### DATA RECORDS
PR #24, opened 2019-02-20
LTA DB uses MongoDB

blinkdog:
Refactored rest_server.py to use MongoDB
Modified unit tests to reset the state of MongoDB as necessary for testing
Updated requirements to latest versions
Removed package `binpacking` from requirements

Bundling prefers locality to minimizing number of bundles
LTA DB requires a functional MongoDB as the backing store
Warning: Testing will wipe your MongoDB collections; don't run tests against production!


lta/rest_server.py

### THE PROBLEM
Every line of the listing should be reproduced exactly.

### ANSWER SECTION
PR #24, opened 2019-02-20
LTA DB uses MongoDB

blinkdog:
Refactored rest_server.py to use MongoDB
Modified unit tests to reset the state of MongoDB as necessary for testing
Updated requirements to latest versions
Removed package `binpacking` from requirements

Bundling prefers locality to minimizing number of bundles
LTA DB requires a functional MongoDB as the backing store
Warning: Testing will wipe your MongoDB collections; don't run tests against production!


lta/rest_server.py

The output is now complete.